Data Preparation and Cleening
When working with machine learning, the initial step involves preparing the dataset. For demonstration purposes, we'll use a pre-downloaded dataset containing pumpkin pricing information.
Initial Data Exploration
import pandas as pd
pumpkin_data = pd.read_csv('../data/US-pumpkins.csv')
print(pumpkin_data.head())
print(pumpkin_data.tail())
Column Selection and Cleaning
selected_columns = ['Package', 'Month', 'Low Price', 'High Price', 'Date']

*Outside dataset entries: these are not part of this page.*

PR #13687, opened 2026-09-14
fix(embeddings): log server-side when a provider can't be resolved

hartmark:
## Problem

Ping (the operator's live gateway) hit `400 Unknown embedding provider: llama-cpp` on essentially every memory-recall embedding call, all day, for days -- but the OmniRoute dashboard and `call_logs` showed nothing at all. The only trace was in the calling client's own log.

## Root cause (data, not code -- fixed directly on the live instance, not part of this PR)

Two independent, pre-existing data problems on the `llama-cpp` connection:

1. A `customModels` override meant to flag a local model as embeddings-capable (llama.cpp's own `/v1/models` never reports capability data) used provider prefix **`llamacpp`** (no dash) instead of the connection's actual resolved provider id **`llama-cpp`** -- so it could never match a real request.
2. The connection's synced-model cache had gone stale (still listing an old 4B model filename after a swap to a 0.6B model) because `autoSync` had never been enabled on it (`synced_models_at` was `NULL` since setup).

With both broken, `resolveLocalSyncedEndpointRoute()` -- the *only* viable resolution path for a local self-hosted embedding provider not in the static registry and with an empty `provider_nodes` table -- returned `null` for every possible model string on that connection, current or historical (verified by calling the real function directly against the live DB).

## Why this took real digging to find

`src/lib/embeddings/service.ts`'s final `!providerConfig` branch returns the 400 *before* any `call_logs` row gets written, so this whole failure class is invisible in OmniRoute's own logs and dashboard. Diagnosing it required correlating the calling client's log against the live DB state by hand.

## Fix (this PR)

Add a `log.warn` right before that response so a future occurrence of this failure class shows up in OmniRoute's own logs, with enough context (provider, requested model, which resolution paths were checked) to diagnose without needing a separate client's logs. No behavior change.

Also adds the first direct test coverage for `createEmbeddingResponse`'s "Unknown embedding provider" / "Invalid embedding model" 400 branches -- every existing test for this function previously only exercised a provider that resolves successfully.

## Evidence

- New test (`tests/unit/embeddings-unknown-provider-response.test.ts`) proves both 400 branches and that the new warn log fires.
- 43 directly-relevant embeddings/ollama-local/memory-embedding tests re-run green (no regressions).


diegosouzapw:
Thanks for the deep dig here — the write-up connecting the silent 400 branch to two
independent, pre-existing data problems on the live connection is exactly the kind of root-
cause trail that makes this fixable next time without cross-referencing a client's own logs.
Ran your new test file in isolation: both 400 branches pass and the warn log fires with the
full diagnostic context you described. This looks merge-ready as-is.

PR #13701, opened 2026-09-15
ci(acceptance): emit a shadow release-acceptance report next to release-green

HouMinXi:
## Summary

Adds a version-1 release-acceptance report alongside `release-green.json`. The report distinguishes a failed product check from a check that did not run or lacks usable evidence.

The existing nightly auto-close policy stays in place. The `Release acceptance` workflow runs on `release/v*` pushes and manual dispatch, uploads a shadow report, and is not a required Mergify check.

Related to #12732. This description does not change the tracker's lifecycle.

## Behavior

- The reducer carries failed prerequisites into dependent gates and records their cause. Missing or skipped required gates produce an unverified verdict; infrastructure errors remain distinct from product failures.
- Gate records include suite and shard identity. Conflicting or incomplete evidence cannot establish a verified result.
- The inventory uses the existing test-discovery collectors. Unexecuted `.tsx` tests are recorded separately from inventory errors.
- The compiler adapter accepts empty diagnostics only with exit 0 and a nonempty evidence digest. The Node test adapter preserves the full path in Test Anything Protocol subtest records.
- Schema validation rejects evidence paths containing parent traversal. Invalid reports retain an error record rather than silently passing.

## Scope

This is a shadow report. It does not replace the pack-boot hard-fail path, add a Mergify requirement, or remove either nightly `gh issue close` step. The checked-in workflow uses fixture manifests to exercise report generation; it does not yet collect live results from every release gate.

The maintainer's `95b3beebb0` keeps auto-close and adds `persist-credentials: false` to checkout. Those changes are retained.

## Verification

Local integration with upstream `c68b7f58c2`:

- `node --import tsx/esm --import ./open-sse/utils/setupPolyfill.ts --import ./tests/_setup/isolateDataDir.ts --test tests/unit/release-acceptance-*.test.ts`: 49 passed, 0 failed, 0 skipped.
- ESLint on the release-acceptance scripts and tests: exit 0.
- The CLI run with the checked-in lint plan and shadow manifest wrote a report with a verified verdict and exited 0. This verifies the fixture path, not the release branch's overall health.

These results are from the local integration candidate. That candidate has not been pushed; this section is not a claim that all pull request checks are green.


diegosouzapw:
Thanks for this — separating "the job didn't run" from "the product failed" in a dedicated
shadow report is a real improvement, and the reducer/schema/TAP-parser work is solid: all 45
new tests pass, ESLint is clean, and the merge is conflict-free against the tip. Two small,
purely mechanical things we'll fix in place on your branch (no action needed): (1) the new
`release-acceptance.yml` adds 5 zizmor findings (3 unpinned-uses + 1 artipacked + 1
cache-poisoning) that aren't reflected in `quality-baseline.json`'s `zizmorFindings` ratchet —
that's what's failing "Fast Quality Gates"; and (2) the new `actions/checkout` step is missing
`persist-credentials: false`, which every other workflow sets per the 2026-06-16 hardening pass.

One part we're not taking as-is: removing the two `gh issue close` steps from
`nightly-release-green.yml`. That auto-close is deliberate (#12085) — it's what closes the
base-red tracking issue (#12732) once the branch is green again, and several downstream tools
read that issue's open/closed state. With #13678 in flight to fix the underlying base-reds,
dropping it now would leave #12732 open indefinitely. We'll restore those two steps in place
(and align `closeOracle`'s test with that) and land the shadow report; if you'd like to argue for
manual closing, a separate PR with the reasoning + the matching `AGENTS.md` "Base-green check"
update is the right place.

⚠️ base-red inherited: #12732 — the API Route Typecheck / Docs Gates / Merge integrity /
No-new-ESLint-warnings / Unit-fast-path failures on this PR line up with the currently tracked
base-red set and are not caused by your changes.

HouMinXi:
@diegosouzapw Agreed: keep the existing nightly auto-close behavior. I am not proposing a manual-close policy change in this PR. The shadow report should distinguish an unavailable run from a product failure without changing the release tracker lifecycle. Restoring the two close steps and aligning closeOracle is the right scope. Please retain the workflow credential hardening as well. This contribution is intended for review and merge; there is no author-requested hold.

PR #13702, opened 2026-09-15
fix(mitm): bound SSE transcript retention and cancel abandoned upstream reads

### LINKED ISSUE #13395: fix(resilience): bound SSE aggregation and cancel abandoned streams to stop gradual RSS growth
## Summary

On OmniRoute 3.8.50, a long-running Linux instance showed high and gradually increasing resident memory during streamed provider traffic. Restarting the service reduced memory temporarily, but it returned to multi-GB RSS. The behavior is not explained by the JavaScript old-space limit alone.

This report concerns generic SSE/inspector retention and abandoned streams. It is related to #11804, but the observed route was not `auto/*` or `fusion`; the evidence below points to independent unbounded collectors and missing stream cancellation.

## Environment

- OmniRoute: 3.8.50 (global npm installation)
- Node.js: v24.19.0
- OS: Linux, user-level systemd service
- `NODE_OPTIONS`: `--max-old-space-size=1024`
- cgroup limit: 6 GiB
- The affected traffic included streamed provider requests and tool/text payloads.

## Observed behavior

- In the incident window, the previous process reached approximately 5.8 GiB RSS and 13.4 GiB swap.
- After restart, the new process still reached approximately 3.1–3.2 GiB RSS with cgroup usage around 3.6–3.8 GiB while the live JS heap was only about 300–370 MiB.
- A temporary Inspector session reported RSS around 3.15–3.17 GiB, `heapUsed` around 295–367 MiB, and `external` around 50–54 MiB. A forced GC reduced RSS by about 182 MiB without materially changing `heapUsed`, suggesting allocator/native/page retention in addition to ordinary JS heap usage.
- A deterministic single production request that accounts for the entire RSS increase was not isolated.

## Code-level findings

The following independent retention paths were found in the 3.8.50 source:

1. `open-sse/utils/streamPayloadCollector.ts` limits the number of events but continues appending unbounded text, reasoning, tool arguments, Claude blocks, and Gemini parts. A large payload can therefore bypass the outer event limit.
2. `src/mitm/inspector/buffer.ts` limits the number of entries and caps individual bodies, but has no aggregate byte budget. A full 1000-entry buffer can retain a large amount of request/response data.
3. `src/mitm/handlers/base.ts` accumulates `collected += chunk.toString()` for every SSE chunk without a byte ceiling. Downstream disconnects and idle upstream streams were not propagated to the fetch/reader, and writes did not consistently apply backpressure.
4. The standalone `src/mitm/server.cjs` path had the same class of risks: an oversized single chunk could bypass the nominal capture check, and router fetches were not cancelled when the downstream client closed or stopped producing data.

## Minimal reproductions

The following focused regression cases failed before the local mitigation:

- With `maxEvents=1`, OpenAI/Claude/Gemini reducers retained 400,000-character payloads.
- A 1.5 MiB SSE response was passed in full to the inspector capture callback.
- A TrafficBuffer configured with an 8 KiB intended total budget retained roughly 200 MiB because only the entry count was enforced.
- Downstream-close and idle-timeout tests could not observe a shared stream lifecycle abort because no lifecycle helper existed.

## Expected behavior

- Event-count limits should also bound retained text and tool payload bytes.
- Inspector/debug buffers should enforce both entry-count and aggregate-byte limits.
- The complete upstream stream should continue to the client, but diagnostic capture should be bounded.
- Closing the downstream response or exceeding an idle/max-duration timeout should abort the upstream fetch and cancel the reader.

## Local mitigation and validation

On one affected instance, I applied and deployed a local mitigation that:

- bounds live reducer summaries;
- adds a 64 MiB aggregate TrafficBuffer budget;
- limits inspector capture to 1 MiB while preserving full stream forwarding;
- adds downstream-abort, idle-timeout, 30-minute max-duration, reader-cancellation, and backpressure handling to both MITM paths.

Validation results:

- Focused tests: 59 passed, 0 failed.
- MITM regression group: 71 passed, 0 failed.
- Core typecheck, focused ESLint, syntax check, and production builds passed.
- After deployment, `/healthz`, `/livez`, `/readyz`, and `/api/health/ping` returned HTTP 200.
- During a 50-second idle sample after deployment, RSS remained approximately 2.876 GiB with no swap growth; the resident baseline is still high and needs longer real-traffic observation.

## Request

Please confirm whether this should be tracked separately from #11804 and advise the preferred upstream patch/PR target. The main question is whether these generic stream/reducer/inspector retention paths are already covered elsewhere or should be fixed as a separate resilience issue.

oyi77:
Fixes #13395 — unbounded SSE/inspector retention and abandoned streams on the MITM pipe paths.

## Scope note

Of the four retention paths named in the issue, two are already fixed at the tip and were verified, not re-fixed:

- `open-sse/utils/streamPayloadCollector.ts`: defaults are now `maxEvents=2000, maxBytes=524288`, the reducer ingests before the cap check, and the deep clone is deferred past the cap — the old 200/48KB claim no longer holds.
- `src/mitm/inspector/buffer.ts`: per-body clamp `INSPECTOR_MAX_BODY_KB` (default 1 MiB) on both `push` and `update`, ring-rotated at 1000 entries.

The two paths that were still open are fixed here:

1. **`src/mitm/handlers/*.ts` (8 handlers)**: `let collected = ""` + `+=` grew without bound in the handler closure for the whole stream lifetime, before ever reaching the inspector clamp. Replaced with `createBoundedCollector()` (new in `base.ts`): retains at most 1 MiB (aligned with the inspector default), keeps counting true bytes so `responseSize` is byte-exact with the old `Buffer.byteLength(collected)` semantics, and never affects the pipe — every chunk is still written downstream.
2. **Abandoned streams**: neither `pipeSSE` nor `server.cjs` propagated downstream disconnects. `pipeSSE` now cancels the reader on `res` close (and detaches the listener); `server.cjs` aborts the router fetch via `AbortController` and cancels the reader on close.

## Verification

- New `tests/unit/mitm-pipe-bounded-collect-13395.test.ts`: 7/7 (collector cap + byte counting, full delivery on open pipe, early stop after downstream close, listener detach, `server.cjs` abort/cancel shape).
- All 9 sibling MITM suites (base + 8 handlers): 31/31 pass, including every handler happy path through the new sink.
- `check-file-size`: only red is `open-sse/utils/stream.ts` (pre-existing, untouched). `check-changelog-integrity`: fails identically on the clean tip (proven via stash on the sibling branch) — pre-existing drift.


diegosouzapw:
Thanks for this — solid, well-scoped fix with real regression tests (7 new + all 31 sibling
handler suites + the server.cjs suites stay green in my validation). The bounded collector and
the downstream-close cancellation for both `pipeSSE` and `server.cjs` are exactly what #13395
asked for on those two sub-paths, and the byte-exact `responseSize` preservation is a nice
touch.

One thing before merge: the commit says `Fixes #13395`, but re-reading the issue's own findings
list, two sub-items aren't covered by this diff — `pipeSSE`'s `res.write()` still has no
backpressure handling, and `server.cjs`'s `respBody += text` accumulator (line ~600) can still
overshoot `INGEST_MAX_BODY` by a single oversized chunk, which is literally the "oversized
single chunk could bypass the nominal capture check" finding from the issue. Since this repo's
default branch auto-closes linked issues on merge, could you change it to `Refs #13395` (or
leave `Fixes` and open a quick follow-up issue for those two items) so #13395 doesn't get closed
as fully resolved? Everything else here looks ready to me.

Several of the check runs showing red on this PR (API Route Typecheck, Merge integrity, the
fast-path unit/docs/lint jobs) are unrelated to this diff — API Route Typecheck only scopes
`src/app/api/**`, which this PR never touches, and I reproduced `check:changelog-integrity` /
`check:agent-skills-sync` passing locally against your exact head commit. ⚠️ base-red inherited:
#12732 covers the rest (ESLint/docs/unit-suite reds already present on the release tip).

diegosouzapw:
Thanks @oyi77 — merging via the release merge-train. Validated in local merge-train (merge-train-20260918-120911-suite.log) on the devbox @ train tip 8c305709478b7052fb981a75852bbf88fe3a959d with the sibling PRs of this batch: typecheck:core, file-size, complexity, cognitive-complexity, changelog-integrity green; changed-area node:test 310/311 (the single red, hard-lease inventory, reproduces on the pure release tip) + vitest green (fast parity mode — full suite ran today on the tip via the base-red and 3b trains). Merged --admin per merge-gates §4/§7.

oyi77:
Follow-up for the two uncovered sub-items noted in review (backpressure on `res.write()`, single-chunk `respBody` overshoot): opened #14528 since #13395 auto-closed on merge. Happy to take that one too if nobody picks it up.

pumpkin_data = pumpkin_data.drop([col for col in pumpkin_data.columns
if col not in selected_columns], axis=1)
print(pumpkin_data.isnull().sum())
Data Transformation
# Extract month from date
month_data = pd.DatetimeIndex(pumpkin_data['Date']).month
# Calculate average price
avg_price = (pumpkin_data['Low Price'] + pumpkin_data['High Price']) / 2
# Filter by package type
filtered_pumpkins = pumpkin_data[pumpkin_data['Package'].str.contains('bushel',
case=True, regex=True)]
# Normalize prices
filtered_pumpkins.loc[filtered_pumpkins['Package'].str.contains('1 1/9'),
'Price'] = avg_price/(1 + 1/9)
filtered_pumpkins.loc[filtered_pumpkins['Package'].str.contains('1/2'),
'Price'] = avg_price/(1/2)
Data Visualization
import matplotlib.pyplot as plt
# Basic scatter plot
plt.scatter(filtered_pumpkins.Month, filtered_pumpkins.Price)
plt.show()
# Enhanced bar chart
filtered_pumpkins.groupby(['Month'])['Price'].mean().plot(kind='bar')
plt.ylabel("Average Pumpkin Price")
plt.show()
While this approach provides a basic analysis of pumpkin prices by month, it's important to note that additional factors like year, weather conditions, and measurement units could provide more comprehensive insights.